A faithful copy of the listing below is required.

PROVIDED MATERIAL:
——————
PR #643, opened 2020-04-28
(RE-13396) Fix debug_package handling in rpmbuilds

e-gris:
I used PDK as the test package from the Jira ticket.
——————
SOLUTION TO THE EXERCISE:
PR #643, opened 2020-04-28
(RE-13396) Fix debug_package handling in rpmbuilds

e-gris:
I used PDK as the test package from the Jira ticket.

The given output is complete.